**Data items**
+===+
PR #8820, opened 2023-07-11
Adding thread name to the bridge logging layout pattern

ppatierno:
This trivial PR just adds the thread name to the logging layout pattern for the bridge as already done on the Strimzi HTTP bridge repo as well with this PR https://github.com/strimzi/strimzi-kafka-bridge/pull/818


scholzj (commented):
Maybe you should fix the name / description? You are not really fixing any broker pattern. I this repo you are just adding threads to the output.

PR #8824, opened 2023-07-12
Update shellcheck version

Vaibhav-Nazare:
Fix for report_too.sh 
Expanding an array without an index only gives the element in the index 0.
```
./.azure/scripts/shellcheck.sh

In tools/report.sh line 34:
if [[ "$BASH_VERSINFO" -lt 4 ]]; then
^------------^ SC2128: Expanding an array without an index only gives the first element.
```


scholzj:
@Vaibhav-Nazare What shellcheck version are you using? Maybe you should sync it with the Strimzi CI which uses 0.7.2?

fvaleri (commented):
Jakub is right, you are probably using shellcheck 0.7.1 or lower:

```sh
$ ./shellcheck-v0.7.1/shellcheck ~/Documents/strimzi-kafka-operator/tools/report.sh 

In /home/fvaleri/Documents/strimzi-kafka-operator/tools/report.sh line 34:
if [[ "$BASH_VERSINFO" -lt 4 ]]; then
       ^------------^ SC2128: Expanding an array without an index only gives the first element.

For more information:
  https://www.shellcheck.net/wiki/SC2128 -- Expanding an array without an ind...
```

Vaibhav-Nazare:
I did check this at our end it's higer
```
shellcheck -V
ShellCheck - shell script analysis tool
version: 0.9.0
license: GNU General Public License, version 3
website: https://www.shellcheck.net
```

scholzj:
Right. Then I think there are in general 2 options:
* You downgrade yours to 0.7.2 (instead of fixing the issue 0.9.0 reports). 
* Or you upgrade the one in our CI pipelines to 0.9.0 as well (plus fix the issue it reports). 

But running different versions and opening a PR each time it finds something different does not make sense. It might even happen that one day it has some conflicting issues. So bringing the versions in-sync one way or another will prevent this kind of issue from reappearing again and again.

I do not have a strong preference for which one to use - I guess updating the shellcheck version to 0.9.0 here might make more sense.

Vaibhav-Nazare:
Yes upgrading it too 0.9.0 makes more sense

fvaleri:
I also agree that we should upgrade shellcheck to 0.9.0 and fix the issue.

Note that the same check is also used in `docker-images/artifacts/build.sh` and `docker-images/kafka-based/build.sh`.

scholzj (approved):
Thanks for the changes!

tools/report.sh
```diff
@@ -31,7 +31,7 @@ error() {
 if [[ -z ${BASH_VERSINFO+x} ]]; then
   error "No bash version information available, aborting"
 fi
-if [[ "$BASH_VERSINFO" -lt 4 ]]; then
+if [[ "${BASH_VERSINFO[*]}" -lt 4 ]]; then
```
fvaleri, line 34: This is not correct, as we only care about the major version, so index 0. The same in the other places.

```sh
$ if [[ "${BASH_VERSINFO[*]}" -lt 4 ]]; then
  error "You need bash version >= 4 to run the script"
fi
bash: [[: 5 2 15 1 release x86_64-redhat-linux-gnu: syntax error in expression (error token is "2 15 1 release x86_64-redhat-linux-gnu")
```

fvaleri (changes requested):

ppatierno (approved):
LGTM.Thanks for the PR!

fvaleri (approved):
Thanks.

scholzj:
Thanks for the PR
+===+
**Work request**
All records shown above are to be given again verbatim.

**Solution to this exercise**
PR #8820, opened 2023-07-11
Adding thread name to the bridge logging layout pattern

ppatierno:
This trivial PR just adds the thread name to the logging layout pattern for the bridge as already done on the Strimzi HTTP bridge repo as well with this PR https://github.com/strimzi/strimzi-kafka-bridge/pull/818


scholzj (commented):
Maybe you should fix the name / description? You are not really fixing any broker pattern. I this repo you are just adding threads to the output.

PR #8824, opened 2023-07-12
Update shellcheck version

Vaibhav-Nazare:
Fix for report_too.sh 
Expanding an array without an index only gives the element in the index 0.
```
./.azure/scripts/shellcheck.sh

In tools/report.sh line 34:
if [[ "$BASH_VERSINFO" -lt 4 ]]; then
^------------^ SC2128: Expanding an array without an index only gives the first element.
```


scholzj:
@Vaibhav-Nazare What shellcheck version are you using? Maybe you should sync it with the Strimzi CI which uses 0.7.2?

fvaleri (commented):
Jakub is right, you are probably using shellcheck 0.7.1 or lower:

```sh
$ ./shellcheck-v0.7.1/shellcheck ~/Documents/strimzi-kafka-operator/tools/report.sh 

In /home/fvaleri/Documents/strimzi-kafka-operator/tools/report.sh line 34:
if [[ "$BASH_VERSINFO" -lt 4 ]]; then
       ^------------^ SC2128: Expanding an array without an index only gives the first element.

For more information:
  https://www.shellcheck.net/wiki/SC2128 -- Expanding an array without an ind...
```

Vaibhav-Nazare:
I did check this at our end it's higer
```
shellcheck -V
ShellCheck - shell script analysis tool
version: 0.9.0
license: GNU General Public License, version 3
website: https://www.shellcheck.net
```

scholzj:
Right. Then I think there are in general 2 options:
* You downgrade yours to 0.7.2 (instead of fixing the issue 0.9.0 reports). 
* Or you upgrade the one in our CI pipelines to 0.9.0 as well (plus fix the issue it reports). 

But running different versions and opening a PR each time it finds something different does not make sense. It might even happen that one day it has some conflicting issues. So bringing the versions in-sync one way or another will prevent this kind of issue from reappearing again and again.

I do not have a strong preference for which one to use - I guess updating the shellcheck version to 0.9.0 here might make more sense.

Vaibhav-Nazare:
Yes upgrading it too 0.9.0 makes more sense

fvaleri:
I also agree that we should upgrade shellcheck to 0.9.0 and fix the issue.

Note that the same check is also used in `docker-images/artifacts/build.sh` and `docker-images/kafka-based/build.sh`.

scholzj (approved):
Thanks for the changes!

tools/report.sh
```diff
@@ -31,7 +31,7 @@ error() {
 if [[ -z ${BASH_VERSINFO+x} ]]; then
   error "No bash version information available, aborting"
 fi
-if [[ "$BASH_VERSINFO" -lt 4 ]]; then
+if [[ "${BASH_VERSINFO[*]}" -lt 4 ]]; then
```
fvaleri, line 34: This is not correct, as we only care about the major version, so index 0. The same in the other places.

```sh
$ if [[ "${BASH_VERSINFO[*]}" -lt 4 ]]; then
  error "You need bash version >= 4 to run the script"
fi
bash: [[: 5 2 15 1 release x86_64-redhat-linux-gnu: syntax error in expression (error token is "2 15 1 release x86_64-redhat-linux-gnu")
```

fvaleri (changes requested):

ppatierno (approved):
LGTM.Thanks for the PR!

fvaleri (approved):
Thanks.

scholzj:
Thanks for the PR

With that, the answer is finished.